Thousands of people who are liable to be affected by GM crops -- including farmers, consumers, and other legitimate interest-groups like scientists, food safety and security activists, environmentalists and ordinary citizens -- were given a chance to express their views in public assemblies.

This is a far superior way of reaching decisions or making policy than the prevalent closed, opaque, bureaucratic procedure. It involves eliciting and collecting a range of opinions from social classes which are normally excluded and made invisible by governments.

Marginal groups are not allowed any role even on matters that vitally concern them.

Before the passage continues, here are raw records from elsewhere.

PR #769, opened 2024-02-05
[skrifa] tthint: managing the graphics state

dfrg:
Add implementations for the "managing the graphics state" group of TrueType instructions (https://learn.microsoft.com/en-us/typography/opentype/spec/tt_instructions#managing-the-graphics-state).

### DIFF
--- a/skrifa/src/outline/glyf/hint/engine/graphics_state.rs
+++ b/skrifa/src/outline/glyf/hint/engine/graphics_state.rs
@@ -514,7 +514,7 @@ impl<'a> Engine<'a> {
         if n < 0 {
             return Err(HintErrorKind::NegativeLoopCounter);
         }
-        // As FreeType, heuristically limit the number of loops to 16 bits.
+        // As in FreeType, heuristically limit the number of loops to 16 bits.
         self.graphics_state.loop_counter = (n as u32).min(0xFFFF);
         Ok(())
     }
@@ -630,13 +630,13 @@ impl<'a> Engine<'a> {
                     *scan_control = false;
                 }
                 if (n & 0x1000) != 0 && is_rotated {
-                    // Bit 12: Set scan_control to FALSE unless the glyph is
-                    // rotated.
+                    // Bit 12: Set scan_control to FALSE based on rotation
+                    // state.
                     *scan_control = false;
                 }
                 if (n & 0x2000) != 0 && is_stretched {
-                    // Bit 13: Set scan_control to FALSE unless the glyph is
-                    // stretched.
+                    // Bit 13: Set scan_control to FALSE based on stretched
+                    // state.
                     *scan_control = false;
                 }
             }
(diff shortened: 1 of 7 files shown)


skrifa/src/outline/glyf/hint/engine/graphics_state.rs
```diff
@@ -0,0 +1,1130 @@
+//! Managing the graphics state.
+//!
+//! See <https://learn.microsoft.com/en-us/typography/opentype/spec/tt_instructions#managing-the-graphics-state>
+
+// 45 instructions
```
cmyr, line 5: maybe this can be part of the mod docs?

skrifa/src/outline/glyf/hint/engine/graphics_state.rs
```diff
@@ -0,0 +1,1130 @@
...
+    /// Pops a zone number, n, from the stack and sets zp0 to the zone with
+    /// that number. If n is 0, zp0 points to zone 0. If n is 1, zp0 points
+    /// to zone 1. Any other value for n is an error.
+    ///
+    /// See <https://learn.microsoft.com/en-us/typography/opentype/spec/tt_instructions#set-zone-pointer-0>
+    /// and <https://gitlab.freedesktop.org/freetype/freetype/-/blob/57617782464411201ce7bbc93b086c1b4d7d84a5/src/truetype/ttinterp.c#L4746>
+    pub(super) fn op_szp0(&mut self) -> OpResult {
+        let n = self.value_stack.pop()?;
+        self.graphics_state.zp0 = n.try_into()?;
+        Ok(())
```
cmyr, line 282: could just,

```suggestion
        self.graphics_state.zp0 = n.try_into()
```

I imagine?

skrifa/src/outline/glyf/hint/engine/graphics_state.rs
```diff
@@ -0,0 +1,1130 @@
...
+    /// and <https://gitlab.freedesktop.org/freetype/freetype/-/blob/57617782464411201ce7bbc93b086c1b4d7d84a5/src/truetype/ttinterp.c#L4871>
+    pub(super) fn op_instctrl(&mut self) -> OpResult {
+        let selector = self.value_stack.pop()? as u32;
+        let value = self.value_stack.pop()? as u32;
+        // Selectors are indices starting with 1; not flags.
+        // Convert index to flag.
+        let selector_flag = 1 << (selector - 1);
+        if !(1..=3).contains(&selector) || (value != 0 && value != selector_flag) {
+            return Ok(());
+        }
```
cmyr, line 562: what does it mean if the selector is out of this range? Is that an expected condition?

cmyr (approved):
🚢

skrifa/src/outline/glyf/hint/engine/graphics_state.rs
dfrg: Makes sense. I'll update the other modules as well.

skrifa/src/outline/glyf/hint/engine/graphics_state.rs
dfrg: This ends up with a return type of `()` while the function expects `Result<(), _>` :(

skrifa/src/outline/glyf/hint/engine/graphics_state.rs
dfrg: Short answer is that we just ignore it.

The long answer is that FreeType has a "pedantic" mode that would fail here but I've never seen it enabled in practice because it breaks real fonts 🤷 

This is something I'd like to spend more time investigating in the future... what I'd like to see is a run of the hinter with full error checking and then fall back to an unhinted glyph if it fails. I've also seen real world font bugs where running FT in non-pedantic mode leads to actual visual artifacts. 

For now though, we stick with the status quo, for better or worse.

Issue #1139, opened 2024-09-06
write_fonts should update head.checkSumAdjustment


anthrotype:
it's always set to 0x0, see https://github.com/googlefonts/fontc/issues/945

@rsheeter noted

> https://github.com/googlefonts/fontations/blob/6d01f7425b52f06d23d8e24f433f09d2e3779ac5/write-fonts/src/font_builder.rs#L102 is computing table directory checksums and strikes me as the appropriate place to do it, update head if there is a head.

Issue #1357, opened 2025-02-13
write-fonts should respect the suggested top-level table ordering


cmyr:
This doesn't seem very high priority, but there is a suggested ordering so we might as well respect it:

 https://learn.microsoft.com/en-us/typography/opentype/spec/recom#optimized-table-ordering

anthrotype:
Fixed by https://github.com/googlefonts/fontations/pull/1360

PR #1360, opened 2025-02-18
[font_builder] compute head.checksum_adjustment and sort table in recommended order

anthrotype:
Will fix https://github.com/googlefonts/fontations/issues/1139 and https://github.com/googlefonts/fontations/issues/1357

by basically matching fonttools `sortedTagList` and SFTNWriter's checksum adjustment computation.

~I still need to add unit test and fix up some failing ift tests.~ Added tests and fixed failing ones.

This is required for https://github.com/googlefonts/fontc/issues/945 and https://github.com/googlefonts/fontc/issues/1268


anthrotype:
@qxliu76 I had to recompile all the binary test files used in klippa integration tests (as these compare the bytes of expected and output file). The only diff is the head.checksum_adjustment and table order.

This file contains the full ttx diff if you would like to inspect:
[kippa-test-data.diff.txt](https://github.com/user-attachments/files/18865790/kippa-test-data.diff.txt)

In case you don't know this trick already, you can enable readable diffs for binary TTF/OTF font files in git using ttx by doing this:

```
# configure Git to use ttx for diffing fonts
git config --global diff.ttx.textconv "ttx -q -o -"
# set up global .gitattributes for font files
echo "*.ttf diff=ttx" >> ~/.gitattributes
echo "*.otf diff=ttx" >> ~/.gitattributes
# tell Git to use the global .gitattributes
git config --global core.attributesFile ~/.gitattributes
```

You can then do the usual `git diff` or `git show` etc. to see textual diffs in binary ttf/otf files using ttx.

incremental-font-transfer/src/glyph_keyed.rs
```diff
@@ -752,6 +752,15 @@ pub(crate) mod tests {
 
         for (tag_a, tag_b) in it_a.zip(it_b) {
             assert_eq!(tag_a, tag_b);
+            if tag_a == Tag::new(b"head") {
+                // zero out checksum_adjustment field
+                let mut a = a.table_data(tag_a).unwrap().as_bytes().to_vec();
+                let mut b = b.table_data(tag_b).unwrap().as_bytes().to_vec();
+                a[8..12].copy_from_slice(&[0, 0, 0, 0]);
```
cmyr, line 759: just trivia, but I think you could write this as,
```suggestion
                a[8..12].fill(0);
```

incremental-font-transfer/src/glyph_keyed.rs
```diff
@@ -752,6 +752,15 @@ pub(crate) mod tests {
...
+                b[8..12].copy_from_slice(&[0, 0, 0, 0]);
+                assert_eq!(a, b, "{}", tag_a);
+                continue;
+            }
```
cmyr, line 763: after staring at this for a second I think I would probably express this whole thing as,

```rust
        for (tag_a, tag_b) in it_a.zip(it_b) {
            assert_eq!(tag_a, tag_b);
            let data_a = a.table_data(tag_a).unwrap();
            let data_b = b.table_data(tag_b).unwrap();
            if tag_a == Tag::new(b"head") {
                // ignore the checksum, which will necessarily differ
                assert_eq!(data_a.as_bytes()[..8], data_b.as_bytes()[..8]);
                assert_eq!(data_a.as_bytes()[12..], data_b.as_bytes()[12..]);
            } else {
                assert_eq!(data_a.as_bytes(), data_b.as_bytes(), "{}", tag_a);
            }
```

but 🤷

write-fonts/src/font_builder.rs
```diff
@@ -93,35 +127,99 @@ impl<'a> FontBuilder<'a> {
...
+        //   Group 0: tags that are in the recommended order, sorted accordingly.
+        //   Group 1: tags not in the recommended order, sorted alphabetically.
+        //   Group 2: 'DSIG' is always sorted last, matching fontTools' behavior.
+        let mut ordered_tags: Vec<Tag> = self.tables.keys().copied().collect();
+        let dsig = Tag::new(b"DSIG");
+        ordered_tags.sort_unstable_by_key(|rtag| {
+            let tag = *rtag;
+            if tag == dsig {
+                (2, 0, tag)
+            } else if let Some(idx) = recommended_order.iter().position(|t| t == rtag) {
```
cmyr, line 156: my "accidentally quadratic" sense is tingling, although we know that the values of M & N are bounded and small so it's fine...

write-fonts/src/font_builder.rs
```diff
@@ -93,35 +127,99 @@ impl<'a> FontBuilder<'a> {
...
 
         let mut writer = TableWriter::default();
         directory.write_into(&mut writer);
         let mut data = writer.into_data().bytes;
-        for table in self.tables.values() {
-            data.extend_from_slice(table);
+        checksums.push(read_fonts::tables::compute_checksum(&data));
+
+        let checksum = checksums.into_iter().fold(0u32, u32::wrapping_add);
+        let checksum_adjustment = 0xB1B0_AFBAu32.wrapping_sub(checksum); // BiboAfba!
```
cmyr, line 211: this deserves a more expository comment :)

cmyr (approved):
looks good! some little nits and notes inline but nothing major :)

incremental-font-transfer/src/glyph_keyed.rs
anthrotype: :+1 that's much simpler, thanks

write-fonts/src/font_builder.rs
anthrotype: fair enough :) I wanted to keep the magic aura 🤣

anthrotype:
the clippy failures are unrelated (probably a new toolchain was released) so I don't think they should block this

Issue #1261, opened 2024-11-22
[skrifa] Please add a glyph name function


simoncozens:
I find myself carrying this bit of code everywhere I go:

```rust
    fn glyph_name_for_id_impl(&self, gid: impl Into<GlyphId>, synthesize: bool) -> Option<String> {
        let gid: GlyphId = gid.into();
        if self._glyphnames.borrow().is_empty() {
            if let Ok(post) = self.font().post() {
                match post.version() {
                    Version16Dot16::VERSION_1_0 => {
                        let names = DEFAULT_GLYPH_NAMES.into_iter().map(|x| Some(x.to_string()));
                        self._glyphnames.borrow_mut().extend(names);
                    }
                    Version16Dot16::VERSION_2_0 => {
                        let strings: Vec<Option<read_fonts::tables::post::PString>> =
                            post.string_data()?.iter().map(|x| x.ok()).collect();
                        if let Some(index) = post.glyph_name_index() {
                            let names = (0..self.glyph_count).map(|gid| {
                                let idx = index.get(gid)?.get() as usize;
                                if idx < 258 {
                                    Some(DEFAULT_GLYPH_NAMES[idx].to_string())
                                } else {
                                    let entry = strings.get(idx - 258)?;
                                    entry.map(|x| x.to_string())
                                }
                            });
                            self._glyphnames.borrow_mut().extend(names);
                        }
                    }
                    _ => {}
                }
            }
        }
        if let Some(Some(n)) = self._glyphnames.borrow().get(gid.to_u32() as usize) {
            Some(n.to_string())
        } else if synthesize {
            Some(format!("gid{:}", gid))
        } else {
            None
        }
    }
```

(Note that this gets all the glyph names at once and then uses a _glyphnames cache because random access on the post table is unpleasantly slow #1106; I guess in a library function you may have to bite the bullet and do random access, and end users can cache it if they want to.)

dfrg:
Agreed that this is a hole in the API and we’ll also need it for HarfRuzz soon. I’ve mostly avoided doing it so far because we don’t currently have support for parsing glyph names from the cff table. I’ll add it to my list.

behdad:
Would be nice to match HB on this.

behdad:
> Would be nice to match HB on this.

HB has two APIs. One low-level, that can return false if the font has no glyph names. The other will fall back to `gidDDD` where DDD is the glyph index in decimal.

PR #1361, opened 2025-02-19
[read-fonts] CFF charsets

dfrg:
Lets us parse CFF charsets which enables support for reading glyph names from CFF fonts.

Makes some progress on #1261 and will soon be needed for harfruzz tests which depend on glyph names.


cmyr (approved):
looks good!

PR #1362, opened 2025-02-20
[klippa] subset HVAR/VVAR tables

qxliu76:


klippa/src/hvar.rs
```diff
@@ -0,0 +1,640 @@
...
+pub(crate) struct IndexMapSubsetPlan {
+    map_count: u16,
+    max_inners: Vec<u16>,
+    outer_bit_count: u8,
+    inner_bit_count: u8,
+    output_map: FnvHashMap<GlyphId, u32>,
+}
+
+impl IndexMapSubsetPlan {
+    fn init(
```
cmyr, line 122: by convention Rust uses the name `new` for constructors 🤷

klippa/src/hvar.rs
```diff
@@ -0,0 +1,640 @@
...
+        index_map: &Option<DeltaSetIndexMap>,
```
cmyr, line 123: you rarely want `&Option<T>`; `Option<&T>` is more flexible, and it's easier to convert from `&Option<T>` with `.as_ref()`.

klippa/src/hvar.rs
```diff
@@ -0,0 +1,640 @@
...
+        let mut this = IndexMapSubsetPlan::default();
+        if bypass_empty && index_map.is_none() {
+            return Ok(this);
+        }
+
+        let entry_format = if index_map.is_none() {
+            EntryFormat::from_bits_truncate(1)
+        } else {
+            index_map.as_ref().unwrap().entry_format()
+        };
```
cmyr, line 138: slightly more idiomatic would be,

```suggestion
        let entry_format = index_map
            .as_ref()
            .map(DeltaSetIndexMap::entry_format)
            .unwrap_or(EntryFormat::from_bits_truncate(1));
```

klippa/src/hvar.rs
```diff
@@ -0,0 +1,640 @@
...
+        let mut this = HvarVvarSubsetPlan::default();
+        let vardata_count = var_store.item_variation_data_count() as usize;
+
+        let mut inner_sets = Vec::new();
+        inner_sets.resize(vardata_count, Default::default());
+
+        let mut outer_map = IncBiMap::default();
+        // don't bypass empty adv map
+        let index_map_subset_plan =
+            IndexMapSubsetPlan::init(&index_maps[0], plan, false, &mut outer_map, &mut inner_sets)?;
```
cmyr, line 281: is there a particular reason for passing these in? In general I would prefer to construct them in the called method, and return a tuple if needed...

klippa/src/hvar.rs
```diff
@@ -0,0 +1,640 @@
...
+            && plan
+                .subset_flags
+                .contains(SubsetFlags::SUBSET_FLAGS_RETAIN_GIDS);
+
+        if retain_adv_map {
+            let mut inner_map = IncBiMap::with_capacity(plan.new_to_old_gid_list.len());
+            for (_, old_gid) in plan.new_to_old_gid_list.iter() {
+                inner_map.add(old_gid.to_u32());
+            }
+            this.inner_maps.push(inner_map);
```
cmyr, line 311: why not just do,

```suggestion
            let inner_map =  plan.new_to_old_gid_list.iter().map(|(_, old_gid)| old_gid.to_u32()).collect();
            this.inner_maps.push(inner_map);
```

you might need to implement `FromIterator` for `IncBiMap` but that's a good exercise.

klippa/src/hvar.rs
```diff
@@ -0,0 +1,640 @@
...
+        } else {
+            let mut inner_map = IncBiMap::default();
+            for old_gid in adv_set.iter() {
+                inner_map.add(old_gid as u32);
+            }
```
cmyr, line 316: same story. In general if there's a way to express something that avoids the`mut` keyword, you should try to do that, since it makes the code easier to read (every `mut` declaration is something that the reader needs to keep track of, in case it is subsequently modified)

klippa/src/hvar.rs
```diff
@@ -0,0 +1,640 @@
...
+            this.inner_maps.push(map);
+        }
+
+        for (i, index_map) in index_maps.iter().enumerate() {
+            this.index_map_subset_plans[i].remap(plan, index_map, &outer_map, &this.inner_maps);
+        }
+        Ok(this)
+    }
+
+    pub(crate) fn inner_maps(&self) -> &Vec<IncBiMap> {
```
cmyr, line 340: unless there's a good reason (i.e. you need `&mut Vec<T>`) you should generally prefer to pass `&[T]` to `&Vec<T>`.

klippa/src/variations.rs
```diff
@@ -419,6 +422,102 @@ fn collect_region_refs(
...
+        self.inner_bit_count
+    }
+
+    pub(crate) fn get_output_map(&self) -> &'a FnvHashMap<GlyphId, u32> {
+        self.output_map
+    }
+
+    pub(crate) fn get_map_count(&self) -> u32 {
+        self.map_count
+    }
```
cmyr, line 461: By convention we generally leave the `get_` prefix off of getters (but use `set_` for setters)

cmyr (approved):
A few optional things inline, all related to style & idiom.

If you rebase on `main` the clippy issues should be resolved.

klippa/src/hvar.rs
qxliu76: oh it's because these are more global and would need to be updated in each constructor call, we cannot just construct them and return

garretrieger (approved):

PR #1371, opened 2025-03-03
[write] Fix table splitting dropping markFilteringSet

cmyr:
An oversight. This was causing an OTS failure in fontc's CI.

### DIFF
--- a/write-fonts/src/graph.rs
+++ b/write-fonts/src/graph.rs
@@ -1670,35 +1670,38 @@ mod tests {
         assert_eq!(graph.order.len(), EXPECTED_N_TABLES);
     }
 
+    fn make_big_pair_pos(glyph_range: Range<u16>) -> crate::tables::gpos::PositionLookup {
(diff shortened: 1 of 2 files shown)


write-fonts/src/graph.rs
```diff
@@ -1670,36 +1670,37 @@ mod tests {
...
     }
 
+    fn make_big_pair_pos(glyph_range: Range<u16>) -> crate::tables::gpos::PositionLookup {
+        use crate::tables::{gpos, layout};
+        let coverage = glyph_range.clone().map(GlyphId16::new).collect();
+        let pair_sets = glyph_range
+            .map(|id| {
+                let value_rec = gpos::ValueRecord::new().with_x_advance(id as _);
+                gpos::PairSet::new(
+                    (id..id + 165)
```
rsheeter, line 1680: Can 165 gain a const or comment? - bit magical as written here

rsheeter (approved):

This is profoundly anti-democratic.

We must apply the public consultation process to all areas where the welfare and rights of the underprivileged might be affected -- employment, minimum wages and food security laws; land acquisition for development projects in mining, industry, irrigation and infrastructure; and energy and water projects which have adverse potential environmental impacts.

Today, poor Kondh tribals who have guarded Orissa's ecosystem including mountains and conserved biodiversity for centuries are treated as subjects by an imperial state eager to please tycoons whose projects will strip, disfigure, lacerate and destroy the Niyamgiri mountains.

If the Kondhs were treated as citizens, and heard, some government functionaries would at least begin to understand that they too have agency and rationality, and that their dignity and self-worth must be respected.

Governments may yet decide to ride roughshod over their concerns, but they at least would have to record the reasons for doing so.

Why, a high official who has never before been exposed to the dispossessed and underprivileged might suddenly develop sympathy for them and factor in their interests while designing or approving a project.

This would be a good way of promoting participatory democracy, which is sensitive to ordinary people's concerns, respects their rights, and empowers them.

By embargoing Bt brinjal, Mr Ramesh may have done a greater service to democracy than he intended.